8:24: Rechnitz alludes to imprisoned Jews in “Postville, Bolivia or North Carolina.” Read: AgriProcessers chief Aaron Rubashkin, New York businessman Jacob Ostreicher and convicted spy Jonathan Pollard.

8:34: I stop in the bathroom for a pit stop (too much Golden Fluff Mineral Water — based in Lakewood, N.J., of course), but I don’t have to miss any of the action because there are flat-screens above the urinals broadcasting the proceedings from the dais. Wait a minute: Isn’t this a halachic problem!? (UPDATE: Later in the evening, the TVs in the bathroom are muted.) 

8:35: Musical interlude. The white-bearded rabbi onstage is quite a contrast from the last musician I heard at this spot a couple of years back: Bruce Springsteen. The Boss of the World vs. the Boss. 

8:41: Rabbi Yaakov Perlow, the Novominsker rebbe, begins the first Yiddish speech of the night. Last time, 7 and 1/2 years ago, it was mostly Yiddish. Is this progress or regress? Depends on your perspective.  

8:44: “The Torah knows no barriers of language,” Perlow says, shifting to English. 

8:50: A video of the story of Daf Yomi through the years. First public Siyum Hashas in America: 1975. Two thousand people showed up at Manhattan Center. 
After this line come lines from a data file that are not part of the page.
PR #41423, opened 2025-12-17
Fix table quickstart experiment multi-bucket exposure issue

seanoliver:
## Problem

We noticed ~20% of exposures in the table quickstart experiment ended up in multiple buckets. After digging in, turns out this wasn't a PostHog bucketing issue - the flag evaluation is correctly user-level based on gotrue_id.

The actual culprit was our exposure tracking. We were using a React ref (`useRef`) to dedupe the `table_quickstart_opened` event, but refs reset whenever the component remounts. So if someone visited multiple new projects (or just refreshed the page), we'd fire duplicate exposure events.

On top of that, we had a 7-day project age filter that added unnecessary complexity - same user could see the experiment on new projects but not old ones, creating weird exposure patterns.

Additionally, the localStorage key was browser-global and allowlisted, meaning on shared devices, only the first user to log in would have their exposure tracked - subsequent users would be silently skipped, further skewing experiment metrics.

## Changes

- Removed the `isNewProject` check that restricted the experiment to projects < 7 days old
- Swapped `useRef` for `useLocalStorageQuery` so exposure tracking persists across sessions/navigation
- **Scoped exposure key to user ID** (`TABLE_QUICKSTART_EXPOSURE_TRACKED(userId)`) to prevent shared device contamination
- Added `profile?.id` guard to `shouldTrackExposure` to ensure only authenticated users are tracked
- Removed key from allowlist so it clears on logout (prevents cross-user contamination)

## Testing

- Verified TypeScript type checking passes with zero errors
- Confirmed ESLint passes with no new violations
- Tested that localStorage key is scoped per user: `table-quickstart-exposure-tracked-{userId}`
- Verified exposure tracking fires exactly once per authenticated user
- Confirmed key clears on logout (no longer in allowlist)

GROWTH-572

### DIFF
--- a/apps/studio/components/layouts/Tabs/NewTab.tsx
+++ b/apps/studio/components/layouts/Tabs/NewTab.tsx
@@ -104,7 +104,7 @@ export function NewTab() {
 
   const shouldTrackExposure =
     editor !== 'sql' &&
-    profile?.id &&
+    !!profile?.id &&
     tableQuickstartVariant !== false &&
     tableQuickstartVariant !== undefined
 
--- a/apps/studio/components/layouts/Tabs/NewTab.tsx
+++ b/apps/studio/components/layouts/Tabs/NewTab.tsx
@@ -1,13 +1,12 @@
 import { PermissionAction } from '@supabase/shared-types/out/constants'
-import dayjs from 'dayjs'
 import { partition } from 'lodash'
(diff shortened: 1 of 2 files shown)


joshenlim (approved):
Changes LGTM! Verified locally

9:00 Big cheer as video narrator declares this the biggest Siyum HaShas ever. “A great American palace of sport has been transformed into a sanctuary of the spirit!” and “May it hasten the arrival of Moshiach tzidkeinu” — the messiah. 
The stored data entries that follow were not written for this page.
PR #41430, opened 2025-12-17
chore: Align profile endpoint usage with api schema corrections

lforst:
Just a small change where we align the usage of the create profile endpoint data with a small schema correction on the API: https://github.com/supabase/platform/pull/28362

Also, because I bumped the schema and we removed some telemetry endpoints, I removed an unused parameter from the telemetry connection because the type was no longer available.

## Summary by CodeRabbit

* **Bug Fixes**
  * Improved form reset so optional profile fields restore correctly after updates.

* **Updates**
  * Profile fields (first name, last name, mobile, free project limit) can be nullable/left empty.
  * Organization entitlements route consolidated and response adds auth.mfa_web_authn.
  * New external provider configuration fields added (client id, secret, enabled, email optional).
  * Removed two telemetry page endpoints from the public API.

* **Refactor**
  * Simplified page telemetry handling.


joshenlim (approved):
Verified changes on staging preview (account pref -> update profile)

PR #41447, opened 2025-12-17
Fix first-touch referrer for initial $pageview

seanoliver:
## Problem
We’re seeing a bunch of “first pageviews” in PostHog where the referrer shows up as `supabase.com`, which basically means we’re capturing the first-touch referrer too late (after we’ve already navigated around internally). The code already tries to save an initial telemetry snapshot in a cookie for consented flows, but we never actually use that cookie when sending the initial `$pageview`.

## What happened
At some point we introduced the `supabase-telemetry-data` cookie as a way to hold onto `document.referrer` until consent is granted, but the read path only grabbed the cookie string and then immediately fell back to `getSharedTelemetryData()` (current document state). So if someone lands from Google, clicks into `/dashboard`, then consents, the “first pageview” picks up the internal referrer.

## Changes
- Always write a one-time `supabase-telemetry-data` cookie on initial load (same un-hardened payload as today).
- When we emit the initial `$pageview`, parse that cookie and use it as the source of truth for the first-touch fields instead of recomputing from the current document state.
- Explicitly set `$referrer` / `$referring_domain` from the first-touch snapshot so PostHog doesn’t infer an internal referrer.
- Clear the cookie after we’ve consumed it (and on opt-out), using the right prod domain/path attributes so it actually gets removed.

GROWTH-573

## Summary by CodeRabbit

* **Refactor**
  * Centralized telemetry handling with environment-aware cookie options and unified clear behavior.

* **Changes**
  * Telemetry now uses a single enabled flag; when enabled a one-time cookie is written and used to enrich the initial pageview (includes referrer and referring domain). Page path is detected from the browser location.

* **Bug Fixes**
  * Cookie read/write and clearing behave consistently and are cleared after consumption.

* **Chores**
  * Shared telemetry utilities exported for reuse.


packages/common/telemetry.tsx
```diff
@@ -43,28 +47,117 @@ export const TelemetryTagManager = () => {
...
+      ...(getParam('rdt_cid') && { rdt_cid: getParam('rdt_cid') }), // Reddit Ads
+      ...(getParam('ttclid') && { ttclid: getParam('ttclid') }), // TikTok Ads
+      ...(getParam('twclid') && { twclid: getParam('twclid') }), // X Ads (Twitter)
+      ...(getParam('li_fat_id') && { li_fat_id: getParam('li_fat_id') }), // LinkedIn Ads
+    }
+
+    return {
+      ...utmProps,
+      ...clickIdProps,
+      first_touch_url: url.href,
```
charislam, line 89: This should be sanitized of hash param to prevent accidentally logging credentials

seanoliver: Good catch and agreed! I pushed 8e0b86f137 to strip the URL fragment (`#...`) before we persist `page_url` (telemetry cookie) and before we derive `first_touch_*` props, so we don’t accidentally capture token-bearing fragments.

charislam (approved):

PR #7455, opened 2026-07-13
[OPIK-7322] fix: parse OpenAI error model before OpenRouter in getErrorObject

thiagohora:
## Details

`LlmProviderLangChainMapper.getErrorObject` attempted to parse a provider error payload as `OpenRouterErrorMessage` first, whose `code` field is typed `Integer`. Every caller is an OpenAI-compatible provider (`FreeModelLlmProvider`, `LlmProviderOpenAi`, `LlmProviderOpenAiResponses`), whose errors carry a String `code` (e.g. `"rate_limit_exceeded"`), so the first attempt always threw `InvalidFormatException` (wrapped `UncheckedIOException`), logging a full WARN stack before the OpenAI fallback recovered. This flips the order to parse the OpenAI model first, keeping OpenRouter as a defensive fallback — the common path now parses on the first try with no thrown/caught exception and no WARN noise.

## Change checklist
- [ ] User facing
- [ ] Documentation update

## Issues

- Resolves OPIK-7322

## AI-WATERMARK

AI-WATERMARK: yes

- Tools: Claude Code
- Model(s): Claude Opus 4.8
- Scope: Reorder in `LlmProviderLangChainMapper.getErrorObject` (+ javadoc) and a new `LlmProviderLangChainMapperTest`.
- Human verification: Diff reviewed; the new unit test run locally (see Testing); author to confirm CI.

## Testing

- `cd apps/opik-backend && mvn -o test -Dtest=LlmProviderLangChainMapperTest` — `Tests run: 5, Failures: 0, Errors: 0`.
- New test asserts OpenAI-format errors with a String `code` (`rate_limit_exceeded` → 429, `insufficient_quota` → 402, `invalid_api_key` → 401) resolve to the right status, and that a payload-less throwable yields an empty result. With the fix these parse on the first attempt (no "failed to parse" WARN); the only WARNs emitted are from the deliberate no-payload cases.

### DIFF
--- a/apps/opik-backend/src/main/java/com/comet/opik/infrastructure/llm/LlmProviderLangChainMapper.java
+++ b/apps/opik-backend/src/main/java/com/comet/opik/infrastructure/llm/LlmProviderLangChainMapper.java
@@ -241,14 +241,22 @@ public interface LlmProviderLangChainMapper {
         return t.getMessage() != null && t.getMessage().contains("{");
     }
 
+    /**
+     * Every caller is an OpenAI-compatible provider, whose error payload carries a String
+     * {@code code} (e.g. {@code "rate_limit_exceeded"}). {@link OpenRouterErrorMessage} types
+     * {@code code} as {@code Integer}, so attempting it first made Jackson throw
+     * {@code InvalidFormatException} (wrapped as {@code UncheckedIOException}) on every such error,
+     * logging a full WARN stack before the OpenAI fallback recovered. Attempt the OpenAI model
+     * first so the common path parses on the first try; keep OpenRouter as a defensive fallback.
+     */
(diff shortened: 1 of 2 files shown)


thiagohora:
Closing: the proposed reorder (parse OpenAI before OpenRouter) regresses OpenRouter error handling — an OpenRouter error `{"error":{"code":429,...}}` gets its Integer code coerced into the OpenAI model's String `code`, which is then unmapped and degrades HTTP 429 → 500 (verified locally). OpenRouter routes through LlmProviderOpenAi.getLlmProviderError → getErrorObject, so this is a live path. The existing OpenRouter-first order already yields correct statuses for both provider shapes; the IOException seen in prod is a recoverable log-noise symptom of the rate-limit storm (OPIK_6971), not a correctness bug in this code. Leaving the error-parse code unchanged.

9:01: First decorum announcement: Stop walking through the aisles. Now I feel Iike I’m in shul. 

9:06: Walking around the stadium, the N.J. State Troopers seem to be in a good mood. This must be an easy crowd for them. No scent of weed wafting through the air to track down, no fights in the stands, no flashing in the upper deck, no wilding on the ramps. Heck, there’s no alcohol here. What are they going to make a l’chaim on when they finish this thing? 
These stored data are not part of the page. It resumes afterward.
PR #7457, opened 2026-07-13
[OPIK-7322] fix: pick LLM error model by code type to avoid doomed OpenRouter parse

thiagohora:
## Details

`LlmProviderLangChainMapper.getErrorObject` attempted the OpenRouter error model — whose `code` field is `Integer` — first for every provider error. Every caller is OpenAI-compatible (`FreeModelLlmProvider`, `LlmProviderOpenAi`, `LlmProviderOpenAiResponses`; note OpenRouter itself routes through `LlmProviderOpenAi`), and OpenAI-style errors carry a String `code` (e.g. `"rate_limit_exceeded"`), so the OpenRouter attempt threw `InvalidFormatException` (wrapped `UncheckedIOException`) that was caught and logged as a full WARN stack on every such error. This makes the model selection content-aware: attempt the OpenRouter (numeric) model only when `error.code` is numeric, otherwise parse with the OpenAI model directly — removing the doomed parse and its WARN stack.

- The order must not simply be flipped: an OpenRouter payload (`"code": 429`) is silently coerced by Jackson into the OpenAI model's String `code` and then degrades to HTTP 500. Selecting by code type keeps OpenRouter's numeric code mapping to the correct status.
- `parseError` (and its logging) is unchanged; a genuine parse failure still warns.

## Change checklist
- [ ] User facing
- [ ] Documentation update

## Issues

- Resolves OPIK-7322

## AI-WATERMARK

AI-WATERMARK: yes

- Tools: Claude Code
- Model(s): Claude Opus 4.8
- Scope: `getErrorObject` model selection + `extractErrorJson`/`hasNumericErrorCode` helpers in `LlmProviderLangChainMapper`, and a new `LlmProviderLangChainMapperTest`.
- Human verification: Diff reviewed; the regression (429->500 under a naive reorder) reproduced and confirmed avoided; tests run locally (below); author to confirm CI.

## Testing

- `cd apps/opik-backend && mvn -o test -Dtest=LlmProviderLangChainMapperTest` — `Tests run: 5, Failures: 0, Errors: 0`.
- Asserts: OpenAI string codes (`rate_limit_exceeded`->429, `insufficient_quota`->402, `invalid_api_key`->401) resolve to `Optional[ErrorMessage]` with the right status (present, so the caller returns 4xx rather than the empty->500 path) **and** log no parse-failure WARN; OpenRouter numeric code `429` maps straight to 429 (no regression); a payload-less throwable yields empty.

### DIFF
--- a/apps/opik-backend/src/test/java/com/comet/opik/infrastructure/llm/LlmProviderLangChainMapperTest.java
+++ b/apps/opik-backend/src/test/java/com/comet/opik/infrastructure/llm/LlmProviderLangChainMapperTest.java
@@ -1,24 +1,22 @@
 package com.comet.opik.infrastructure.llm;
 
-import ch.qos.logback.classic.Level;
-import ch.qos.logback.classic.Logger;
-import ch.qos.logback.classic.spi.ILoggingEvent;
-import ch.qos.logback.core.read.ListAppender;
 import io.dropwizard.jersey.errors.ErrorMessage;
 import org.junit.jupiter.api.DisplayName;
 import org.junit.jupiter.api.Test;
 import org.junit.jupiter.params.ParameterizedTest;
 import org.junit.jupiter.params.provider.Arguments;
 import org.junit.jupiter.params.provider.MethodSource;
+import org.slf4j.Logger;
 import org.slf4j.LoggerFactory;
 
-import java.util.List;
 import java.util.Optional;
 import java.util.stream.Stream;
 
 import static org.assertj.core.api.Assertions.assertThat;
 
 class LlmProviderLangChainMapperTest {
+
+    private static final Logger log = LoggerFactory.getLogger(LlmProviderLangChainMapperTest.class);
 
     private final LlmProviderLangChainMapper mapper = LlmProviderLangChainMapper.INSTANCE;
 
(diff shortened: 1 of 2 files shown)


apps/opik-backend/src/test/java/com/comet/opik/infrastructure/llm/LlmProviderLangChainMapperTest.java
```diff
@@ -0,0 +1,91 @@
...
+        var logger = testLogger("openai-" + code);
+        var appender = attach(logger);
+
+        Optional<ErrorMessage> result = mapper.getErrorObject(providerErrorWith(body), logger);
+
+        assertThat(result).isPresent();
+        assertThat(result.get().getCode()).isEqualTo(expectedStatus);
+        // The OpenRouter (Integer code) model is not attempted for a string code, so the doomed parse
+        // and its WARN stack no longer happen.
+        assertThat(warnings(appender)).isEmpty();
```
andrescrz: Minor: not a big fan of testing logs (they change often, non-critical part of the application logic, not typically tested etc.) specially when part of a 3rd party library. We shouldn't test those, specially they're inner details.

Unless this give us important coverage, I wouldn't go with this and instead stick to the ErrorMessage payload assertion (code etc.).

andrescrz (dismissed):
LGTM, just a minor comment about tests.

apps/opik-backend/src/test/java/com/comet/opik/infrastructure/llm/LlmProviderLangChainMapperTest.java
thiagohora: Good point!

thiagohora: Done in a4e4c16 — dropped the logback `ListAppender` and the WARN-emptiness assertions, kept the assertions on the resolved `ErrorMessage.getCode()`. Coverage is unchanged where it matters: the OpenRouter numeric-`429` case still asserts it resolves to `429` (guarding the reorder trap where a numeric code gets coerced into OpenAI's String field and degrades to a 500), plus the OpenAI string codes → 429/402/401 and the no-JSON → empty (→ caller's 500) cases.

andrescrz (approved):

9:18: Longest Yiddish speech of the night (20 minutes and counting) just ended. For simultaneous translation, a call-in number for area code 712 (Iowa) was provided. Who speaks Yiddish in Iowa? Oh, right, those ex-Agri employees stuck in Postville. 

9:35: More Yiddish. Oy vey.

9:39: At the beverage stand, they’re selling kosher water, regular water and soft drinks. For once, the kosher option is cheaper (it’s also smaller). At the food stands, no pastrami, no cheesesteaks, no hot dogs (even kosher ones). What is there? Danish, cookie, chocolate babka, potato chips. 

9:43: Breakaway Maariv minyan in section 134. 

9:50: The actual siyum ceremony starts after a long Yiddish discourse by Rabbi Kotler.

9:57: Mazel tov! We completed Shas! (Well, some of us, anyway). Wild dancing begins. Rock the house! 

10:11: Danding ends and another speech begins. Wait, there’s more? I’m outta here. 

10:49: Train pulls out of MetLife Stadium stop. Maariv minyan begins two minutes later.